File System Performance and Recovery
Required reading: The
Soft Updates paper.
intro
topic: tension between file system performance and crash recovery
disk performance is often a #1 bottleneck
"how many seeks will that take?"
but many obvious fixes make crash / power failure hard to recover from
"what if a crash occured at this point?"
crash recovery is much harder than performance
why is disk performance often a bottleneck?
everything else has gotten faster!
25 years: CPU 1000x, net 100x, disk seek 3x
seek+rotate takes 10ms, so 100 I/O per sec, 51 KB/s on xv6
example: storing incoming short email msgs: how many seeks?
good news: sequential throughput is 50 MB / sec
but quite hard to arrange for pure sequential I/O
example: storing huge output of scientific computation
memories are huge, won't a big disk cache provide high performance?
reads: often big data sets with random / long-tail access
writes: what if a crash occurs before you write cache to disk?
why is FS crash recovery hard?
crash = halt/restart CPU, let disk finish current sector write
assume no h/w damage, no wild writes to disk
goal: automatic recovery
can FS always make sense of on-disk metadata after restart?
given that the crash could have occured at any point?
example:
many of you observed on exam that crash during mkdir()
might leave subdir without "." and ".."
you can imagine much worse outcomes
e.g. block used by a file AND on free list
recovery approaches
three main approaches:
synchronous meta-data update + fsck (as in xv6)
logging (as seen in 6.033)
soft updates (today's paper)
design tradeoffs -- you can move the work around
careful update vs recovery
work during ordinary operation vs work during recovery
FS guarantees vs how much app must do
are all syscalls durable? ordered? atomic?
terms for properties of FS operations
if app completes operations shortly before a crash,
what effects will app see after restart + recovery?
e.g. creat("a"); fd = creat("b"); write(fd, ...); crash;
durable: effects of operation are visible
atomic: all steps of operation visible, or none
ordered: exactly a prefix of operations is visible
scores for xv6? soft updates? logging?
typical set of tradeoffs
FS ensures it can recover its own metadata
"internal consistency"
no dangling references (e.g. all dirents refer to allocated inodes)
inode and block free lists contain only unused items
lengths, link counts, unique names in dir
this is the bare minimum for a useful file system
FS provides limited guarantees to apps
atomicity for create, delete, rename
mostly equivalent to internal consistency
no atomicity for write() (except maybe single-sector)

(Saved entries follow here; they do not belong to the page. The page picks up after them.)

PR #203, opened 2019-11-28
Mutual definitions of Binℕ and Pos

Rotsor:
Currently matching on `Binℕ` asks you to consider four cases:

- `binℕ0`
- `binℕpos pos1`
- `binℕpos (x0 p)`
- `binℕpos (x1 p)`

It turns out that if you make the definitions mutual like so, you can subsume the `pos1` case into `x1`:

```
-- Positive binary numbers
data Binℕ : Type₀
data Pos : Type₀ where
  pos1 : Pos
  x0   : Pos → Pos
  x1-gen   : Binℕ → Pos

-- Binary natural numbers
data Binℕ where
  binℕ0   : Binℕ
  binℕpos : Pos → Binℕ
```

This change is compatible with all existing proofs by defining pattern synonyms as can be seen in commit 2bfdfb0767ba64f599b9c796097a280c98da3cc4:

```
pattern pos1 = x1-gen binℕ0
pattern x1 n = x1-gen (binℕpos n)
```

The follow-up commits use the new power to make some definitions compute better and simplify proofs, making use of the extra computation. (although it does go a little beyond that)

I also rename `[old]x1 -> x1-pos` and `x1-gen -> x1`

(This idea came up in the context of [dyadics](https://github.com/Rotsor/cubical/blob/dya/Cubical/DyaBin.agda) where this representation worked better for me)

### DIFF
--- a/Cubical/Data/BinNat/BinNat.agda
+++ b/Cubical/Data/BinNat/BinNat.agda
@@ -74,11 +74,20 @@ open import Cubical.Data.Empty
 
 open import Cubical.Relation.Nullary
 
+
 -- Positive binary numbers
+data Binℕ : Type₀
 data Pos : Type₀ where
-  pos1 : Pos
   x0   : Pos → Pos
-  x1   : Pos → Pos
+  x1-gen   : Binℕ → Pos
+
+-- Binary natural numbers
+data Binℕ where
+  binℕ0   : Binℕ
+  binℕpos : Pos → Binℕ
+
+pattern pos1 = x1-gen binℕ0
+pattern x1 n = x1-gen (binℕpos n)
 
 sucPos : Pos → Pos
 sucPos pos1    = x0 pos1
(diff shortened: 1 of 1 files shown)


mortberg:
It's really annoying that Travis keeps timing out because Agda is so slow to compile...

Saizan:
It really is annoying. The agda/agda-stdlib repo manages to build though, we should look at their .travis file.

Saizan:
@Rotsor can you run `make fix-whitespace` or otherwise make sure you do not have trailing whitespace?

Apparently there's some in `Cubical.Data.BinNat.BinNat`

Rotsor:
I think I removed the trailing space now. Thanks for doing it for me in the other PR.

Rotsor:
I now also noticed that the type `binnat` is isomorphic to `Pos` in a boring way: it's possible to redefine `binnat` with pattern synonyms and keep all existing proofs working (91c0292859fc9dac2d422d93b707e48a89ee855a):

```
binnat : Type₀
binnat = Pos

pattern zeroB = x1 binℕ0
pattern consOdd x = x0 x
pattern consEven x = x1-pos x
```

We can then remove proofs that become duplicated (d8286696e90a361191322cc3905f6f7e33b6b968). 

I found one proof that's different though.
It's a proof of `∀ n → ℕ→binnat (binnat→ℕ n) ≡ n`, also known as `ℕ⇒Pos (Pos⇒ℕ p) ≡ p`. For `Pos` we prove it by induction while for binnat the proof is more direct. We could get rid of one of the proofs or we could keep both.

What do you think? Should I make a PR out of this?

Saizan:
@Rotsor it's a bit strange that `zeroB` would be represented by `x1 binℕ0` as `x1 _` has the connotation of adding a "1" digit to me.
There is some value in retaining intuitive/easy to work with representations for every type, and just have isomorphisms to transport things between them.

Rotsor:
@Saizan, that's true. I wish it was possible to have the cake (abstraction) and eat it too (compute through it).

I'll try to see what can be gotten from an isomorphism proof here. In the worst case. At the minimum I'll make a PR that points out this relationship in comments.

Rotsor:
@Saizan, that's true. I wish it was possible to have the cake (abstraction) and eat it too (compute through it).

I'll try to see what can be gotten from an isomorphism proof here. In the worst case. At the minimum I'll make a PR that points out this relationship in comments.

PR #207, opened 2019-12-11
Allowing diferent levels of arguments for some definitions in BiInvEquiv

marcinjangrzybowski:
I am not sure how to create pull request without all those unnecesary 14 merge commits. Are those problematic? I do not want to create unnecesary mess in main branch commit history...


Saizan:
> I am not sure how to create pull request without all those unnecesary 14 merge commits. Are those problematic? I do not want to create unnecesary mess in main branch commit history...

It seems like you are locally working directly on your `master` branch where you pull from `cubical/master`. That usually doesn't work so well without taking a lot of care.

What's easiest is to do your changes in a different local branch you create for a specific purpose. It's referred to as a "feature branch".  Then you can push that branch to your fork and create a PR from it. 
Your local `master` is instead reserved just for pulling commits from the `agda/cubical` repo, and it's used as the base for new feature branches.

For this PR we can squash all the commits into one while we merge.

PR #208, opened 2019-12-16
direct proof of associativity for join

ecavallo:


Cubical/HITs/Join/Properties.agda
```diff
@@ -323,3 +323,99 @@ joinSwitch = isoToEquiv (iso map map invol invol)
...
+
+  forwardBack : ∀ u → forward (back u) ≡ u
+  forwardBack (inl a) = refl
+  forwardBack (inr (inl b)) = refl
+  forwardBack (inr (inr c)) = refl
+  forwardBack (inr (push b c j)) = refl
+  forwardBack (push a (inl b) i) = refl
+  forwardBack (push a (inr c) i) = refl
+  forwardBack (push a (push b c j) i) l =
+    comp
```
mortberg: Doesn't hcomp work here?

Cubical/HITs/Join/Properties.agda
```diff
@@ -323,3 +323,99 @@ joinSwitch = isoToEquiv (iso map map invol invol)
...
+
+  backForward : ∀ u → back (forward u) ≡ u
+  backForward (inl (inl a)) = refl
+  backForward (inl (inr b)) = refl
+  backForward (inl (push a b i)) = refl
+  backForward (inr c) = refl
+  backForward (push (inl a) c j) = refl
+  backForward (push (inr b) c j) = refl
+  backForward (push (push a b i) c j) l =
+    comp
```
mortberg: hcomp?

Cubical/HITs/Join/Properties.agda
ecavallo: Nope. These arise from applying forward/back to an hcomp, which produces a comp.

ecavallo: Specifically, the `l = i0` face of the clause would not be correct if we used an hcomp.

mortberg: I see. In this case I guess it could have been an hcomp though, as forward/back are non-dependent functions...

mortberg: I mean that Cubical Agda could in principle have reduced to an hcomp instead of a comp when applying forward/back to an hcomp

ecavallo: yep

mortberg:
I restarted the build. Hopefully Travis will succeed this time... Then I'll merge

PR #384, opened 2020-07-07
truncate choice functions for QER

ecavallo:
Weaken the definition of QER to only require `(a : A) → ∃[ b ∈ B ] R a b` and vice versa, which is all that's needed for the applications. Then we get that R is a QER iff (R . R^-1) and (R^{-1} . R) are equivalence relations (though I didn't prove it explicitly in this PR), which matches the situation for QPERs.

### DIFF
--- a/Cubical/Foundations/RelationalStructure.agda
+++ b/Cubical/Foundations/RelationalStructure.agda
@@ -224,29 +224,13 @@ structuredQER→structuredEquiv : {S : Type ℓ → Type ℓ'} {ρ : StrRel S �
   → QERDescends S ρ A B R
 structuredQER→structuredEquiv {ρ = ρ} θ (X , s) (Y , t) R r .quoᴸ =
   θ .quo (X , s) (QER→EquivRel R)
-    (subst (λ R' → ρ R' s s) correction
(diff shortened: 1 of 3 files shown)


Cubical/Foundations/RelationalStructure.agda
```diff
@@ -270,14 +254,16 @@ structuredQER→structuredEquiv {ρ = ρ} θ (X , s) (Y , t) R r .rel =
...
-                cong (E.Thm .fst) (sym px)
-                ∙ eq/ (R .snd .fwd x) y (R .snd .zigzag (R .snd .bwdRel y) r (R .snd .fwdRel x))
+                (cong (E.Thm .fst) (sym px)
+                ∙ E.relToFwd≡ r)
                 ∙ py})
               qr}))
-        (elimProp
-          {B = λ qx →
-            E.Thm .fst qx ≡ qy → [R] .fst qx qy}
+        (elimProp {B = λ qx → E.Thm .fst qx ≡ qy → [R] .fst qx qy}
```
mortberg, line 261: Can't you use elimProp2?

ecavallo: Not without generalizing it, elimProp2 takes (x y : A / R) but the two arguments here are from different set quotients.

Issue #305, opened 2020-05-06
Merge Fin and FinData?


mortberg:
It's probably a good idea to merge https://github.com/agda/cubical/blob/master/Cubical/Data/Fin.agda and https://github.com/agda/cubical/blob/master/Cubical/Data/FinData.agda. I vote for keeping FinData once support for transp for inductive families have been merged into the master branch of Agda

ecavallo:
This is probably not a good idea.

PR #387, opened 2020-07-09
Add Properties to FinData

grahnen:
I added some of the properties defined in Data/Fin to Data/FinData.

I'm using some of these for my master's thesis, and might as well provide them in case they're useful. This might be a step in the direction of #305 if that ends up happening, as I'm basically just copying proof strategies instead of transporting them through an equivalence between the types.

Any comments on the code is greatly appreciated :)

### DIFF
--- a/Cubical/Data/FinData/Base.agda
+++ b/Cubical/Data/FinData/Base.agda
@@ -54,6 +54,6 @@ elim P fz fs {suc k} zero = fz
 elim P fz fs {suc k} (suc fj) = fs (elim P fz fs fj)
 
 
-caseFin : ∀{k} → (a0 aS : A) → Fin k → A
-caseFin a0 aS zero = a0
-caseFin a0 aS (suc x) = aS
+rec : ∀{k} → (a0 aS : A) → Fin k → A
+rec a0 aS zero = a0
+rec a0 aS (suc x) = aS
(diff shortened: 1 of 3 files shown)


Cubical/Data/FinData/Properties.agda
```diff
@@ -0,0 +1,48 @@
...
+
+open import Cubical.Data.FinData.Base as Fin
+import Cubical.Data.Nat as ℕ
+open import Cubical.Data.Empty as Empty
+
+open import Cubical.Relation.Nullary
+
+private
+ variable
+   a b ℓ : Level
```
mortberg, line 17: You only need one level here, please use \ell

Cubical/Data/FinData/Base.agda
```diff
@@ -33,6 +35,25 @@ zero == suc _  = false
...
+  → (∀{k} → P {suc k} zero)
+  → (∀{k} → {fn : Fin k} → P fn → P (suc fn))
+  → {k : ℕ} → (fn : Fin k) → P fn
+
+elim P fz fs {zero} = ⊥.rec ∘ ¬Fin0
+elim P fz fs {suc k} zero = fz
+elim P fz fs {suc k} (suc fj) = fs (elim P fz fs fj)
+
+
+caseFin : ∀{k} → (a0 aS : A) → Fin k → A
```
mortberg, line 57: Can you call this `rec` instead?

mortberg:
Great! Thanks for the contribution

often no durability for anything (creat("a") then crash => no "a")
often no order guarantees
how do apps cope with these weak FS semantics?
example: editing file "grades" with emacs, crash while writing
do you end up with only half your file?
you would if you just opened file for writing, and wrote
crash between open() (or creat()) and write()
crash during write(), since it is not atomic
[see code in handout]
fd = open("tmp1234")
write(fd, ...)
fsync(fd);
close(fd);
rename("tmp1234", "grades")
why it works:
fsync() forces durability, returns after data on disk
rename() is atomic: after a crash, old or new grades (not nothing)
(atomic rename() is quite difficult to get right...)
let's look at how xv6 updates the disk
handout w/ print for each bwrite()
think: "what if a crash here? how many seeks?"
$ echo > x
bwrite 4 ialloc inum 18
bwrite 4 iupdate inum 18
bwrite 29 writei inum 1 *
$ echo z > x
bwrite 28 balloc bn 337
bwrite 337 writei inum 18
bwrite 4 iupdate inum 18
bwrite 337 writei inum 18
bwrite 4 iupdate inum 18
$ rm x
bwrite 29 writei inum 1 **
bwrite 4 iupdate inum 18
bwrite 337 bzero
bwrite 28 bfree bn 337
bwrite 4 iupdate inum 18
bwrite 4 iupdate inum 18
$ echo > y
bwrite 4 ialloc inum 18
bwrite 4 iupdate inum 18
bwrite 29 writei inum 1 **
$
would an xv6 FS be internally consistent after a crash?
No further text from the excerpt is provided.